▸ **Task to complete**
Output the entire listing that follows verbatim.

▸ **Data excerpt**
====
PR #573, opened 2017-09-18
Support sending text or files

jondb:
Looking for ways to send secure messages. Could be a password or a private RSA certificate. The downside to saving it as a text file, uploading to send, and downloading remotely is keeping track of all of the artifacts. If I can generate a random string, copy, and paste it, there are no persistent file artifacts to accidentally leave behind.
====
▸ **Result of this task**
PR #573, opened 2017-09-18
Support sending text or files

jondb:
Looking for ways to send secure messages. Could be a password or a private RSA certificate. The downside to saving it as a text file, uploading to send, and downloading remotely is keeping track of all of the artifacts. If I can generate a random string, copy, and paste it, there are no persistent file artifacts to accidentally leave behind.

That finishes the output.